PR #1267, opened 2022-07-23
feat: Introduce `pypi.ca_certs` config entry

### LINKED ISSUE #1240: Feature Request: Make CA bundle configurable
## Problem description

- Some users (e.g. me) are using package repositories other than pypi.org.
- These are (of course) accessed over an encrypted HTTPS connection.
- The repository server's certificate might be signed by a private CA.
- In this case, PDM will fail to access the repository via HTTPS.

## There is a known workaround

As the requests are being made using the [requests](https://pypi.org/project/requests/) library, I can [override the cert store using `REQUESTS_CA_BUNDLE`](https://requests.readthedocs.io/en/latest/user/advanced/#ssl-cert-verification) so that my system's CA store is used instead of [certifi](https://pypi.org/project/certifi/). E.g. for Debian:

```bash
export REQUESTS_CA_BUNDLE=/etc/ssl/certs/ca-certificates.crt
```

## The solution I would prefer

I'm seeing some problems with the workaround above:

 - As a user, I might not want to have `REQUESTS_CA_BUNDLE` set for every terminal session. In that case, I have to remember to set it manually when using PDM.
 - *If I would want to set the env variable globally*, I still have to know how to do that properly.

So, I would prefer to be able to set the CA bundle in PDM's configuration, similar to `pip`'s `global.cert` option, e.g. `pypi.cert` or `pypi.ca`. This could be set to a file path (e.g. `/etc/ssl/certs/ca-certificates.crt` for Debian).

sleiner:
## Pull Request Check List

Fix #1240.


sleiner:
depends on frostming/unearth#16

sleiner:
@frostming Do you have a suggestion for a test case?

frostming:
> @frostming Do you have a suggestion for a test case?

It is okay to not include a test, we just reuse the ability of `requests`, which should have covered :)

pdm/project/config.py
```diff
@@ -199,6 +200,11 @@ class Config(MutableMapping[str, str]):
         "pypi.verify_ssl": ConfigItem(
             "Verify SSL certificate when query PyPI", True, coerce=ensure_boolean
         ),
+        "pypi.ca_certs": ConfigItem(
+            "Path to a CA certificate bundle used for verifying the identity "
+            "of the PyPI server",
+            certifi.where(),
```
frostming, line 206: This default value will show in the output of `pdm config`, which will be a bit noisy IMO. I wonder if it will be better if we just use None here and get the default path when used.

sleiner: > This default value will show in the output of `pdm config`, which will be a bit noisy IMO.

I agree 👍🏻

---

>. I wonder if it will be better if we just use None here and get the default path when used.

I have updated the code to do just that. I'm wondering though whether we should introduce something like `hide_default` into `ConfigItem` since especially in this case, `config.py` seems to be the right place for specifying the default (at least to me). What do you think?

frostming: > whether we should introduce something like hide_default into ConfigItem since especially in this case

Good suggestion, but I think it is okay for now since `ca_certs` is the only one. And implementing such a behavior needs a bit refactor around the logic of retrieving the config value(you need to distinguish whether it comes from default or input). So thanks for your work, it LGTM.

sleiner: Perfect, I will rebase it then 👍🏻

pyproject.toml
```diff
@@ -15,7 +15,7 @@ dependencies = [
     "virtualenv>=20",
     "pep517>=0.11.0",
     "requests-toolbelt",
-    "unearth>=0.5.2,<1",
+    "unearth @ git+https://github.com/frostming/unearth.git@main",
```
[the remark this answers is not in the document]
frostming: Can you help update the version?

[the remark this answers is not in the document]
sleiner: done 👍🏻

PR #1292, opened 2022-08-01
feat: Add config for client cert and key for PyPI

### LINKED ISSUE #1283: pdm completion breaks after upgrade to 2.0

## Steps to reproduce

run `pdm completion zsh` or `pdm completion powershell`. The output breaks coz of changed to rich.

## Actual behavior

`[word]` will be parsed as rich markup which is not expected. zsh and powershell completion scripts will be broken.

## Expected behavior

should work like pdm 1.x only `%{python_executable}` is replaced.

## Environment Information

```bash
PDM version:
  2.0.2
Python Interpreter:
  D:\Programs\Python\Python38\python.exe (3.8)
Project Root:
  D:/Projects/ykdlweb
Project Packages:
  D:\Projects\ykdlweb\__pypackages__\3.8
{
  "implementation_version": "3.8.10",
  "os_name": "nt",
  "platform_machine": "AMD64",
  "platform_release": "10",
  "platform_system": "Windows",
  "platform_version": "10.0.19044",
  "python_full_version": "3.8.10",
  "python_version": "3.8",
  "sys_platform": "win32"
}
```
---

I have digged into the source files. Didn't find an elegant solution for a pr. `print` maybe naive :)

Maybe add and `escape=False` parameter to `UI.echo`

GooseYArd:
Support mutual TLS

## Pull Request Check List

Adds a pair of configuration directives, pypi.client_cert and pypi.client_key, which are applied to the session objects cert attribute to enable mutual TLS to private repositories.


pdm/models/environment.py
```diff
@@ -143,6 +143,10 @@ def get_finder(
                 self.project.config.get("pypi.ca_certs", certifi.where())
             ),
         )
+        if certfn := self.project.config.get("pypi.client_cert"):
```
frostming, line 146: Walrus operator is py38 and above, which is not allowed according to the `requires-python` range.

frostming (changes requested):

pdm/models/environment.py
GooseYArd: whoops, got it!

PR #1313, opened 2022-08-10
fix: Work on FIPS 140-2 Enabled Systems

linville:
## Pull Request Check List

This PR fixes pdm to work on FIPS 140-2 enabled systems using Python 3.9+.

The change adds the `usedforsecurity=False` kwarg to the usage of `hashlib.md5(..)` in `cli/commands/venv/utils.py`. This does not appear to look like security related code (but someone else more familiar with this area should probably chime-in on this).

The `usedforsecurity` kwarg was added in Python 3.9, to maintain compatibility with Python 3.7 this uses [`hashlib.new` generic constructor](https://docs.python.org/3/library/hashlib.html#hashlib.new). **Note:** pdm will continue to fail using Python 3.7 and 3.8 on FIPS 140-2 enabled systems (swapping out for another hash supported by older Pythons like sha256 will likely work, but I'm unsure all what expects the existing hash to be what it is).

## Background / FIPS Restrictions

On FIPS 140-2 enabled systems, running a command like `pdm build` will lead to an error:

```sh
$ pdm build 
Building sdist... 
See /tmp/pdm-build-rp3wfnc5.log for detailed debug log. 
[ValueError]:  disabled for FIPS 
```


frostming:
I think it is better to switch to another hashing algorithm, a hash string of `{algo}:{hash_value}` can be understood by older versions of PDM.

linville:
I just realized this is an issue that arose when the venv capability was included directly in pdm 2.0.0 and the default behavior was switched to use venvs rather than pep582. Setting the default back to pep582 (`python.use_venv false`) also works around the issue (and avoiding any `pdm venv` commands). (I'm new to pdm and this wasn't quite clear to me until now; this is more of a note to anyone else new to pdm running into this issue).

frostming (approved):
Thanks, we might need to switch to other hash algorithms in the future.

Issue #1364, opened 2022-09-07
Documentation page on what to commit to version control


gjoseph92:
## Is your feature request related to a problem? Please describe.

For beginners, a clear section instructing them what to track (and not track) in version control might be helpful. For comparison, poetry has this: https://python-poetry.org/docs/basic-usage/#commit-your-poetrylock-file-to-version-control.

## Describe the solution you'd like

A "Working with version control" section under https://pdm.fming.dev/latest/usage/project/ recommending that you:
* Always commit `pyproject.toml`
* Almost always commit `pdm.lock` so other devs can contribute to the project in an identical environment, so you can re-use that environment in CI, etc.
* Add `.pdm.toml` to your `.gitignore` and don't commit it (I'm not actually sure about this—is it guaranteed to only contain machine-specific config?)

Beartime234:
Suggested section in PR above. Umm'd and Ahh'd about the wording so feel free to critque/change.
#1373

PR #1373, opened 2022-09-08
doc: Add working with version control section

Beartime234:
## Pull Request Check List

~- [x] Test cases added for changed code.~

Added a section under project in the documentation on how to correctly use a version control system like git with a PDM based project. This resolves issue #1364 

_Sorry first time committing to with open source so sorry if there are any mistakes._

### DIFF
--- a/docs/docs/usage/project.md
+++ b/docs/docs/usage/project.md
@@ -247,6 +247,20 @@ pdm export -f setuppy -o setup.py
 !!! NOTE
     You can also run `pdm export` with a [`.pre-commit` hook](advanced.md#hooks-for-pre-commit).
 
+## Working with version control
+
+Ensure the `pdm.lock` and `pyproject.toml` files are committed when using a version control system with PDM. Do not commit the `.pdm.toml` file.
+
+By committing the `pdm.lock` file, you ensure that all installers are using the same versions of dependencies.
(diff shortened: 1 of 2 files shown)


docs/docs/usage/project.md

· · · ·

Go through the data above and find the lines with the word "kwarg". Copy each of those lines.

The change adds the `usedforsecurity=False` kwarg to the usage of `hashlib.md5(..)` in `cli/commands/venv/utils.py`. This does not appear to look like security related code (but someone else more familiar with this area should probably chime-in on this).
The `usedforsecurity` kwarg was added in Python 3.9, to maintain compatibility with Python 3.7 this uses [`hashlib.new` generic constructor](https://docs.python.org/3/library/hashlib.html#hashlib.new). **Note:** pdm will continue to fail using Python 3.7 and 3.8 on FIPS 140-2 enabled systems (swapping out for another hash supported by older Pythons like sha256 will likely work, but I'm unsure all what expects the existing hash to be what it is).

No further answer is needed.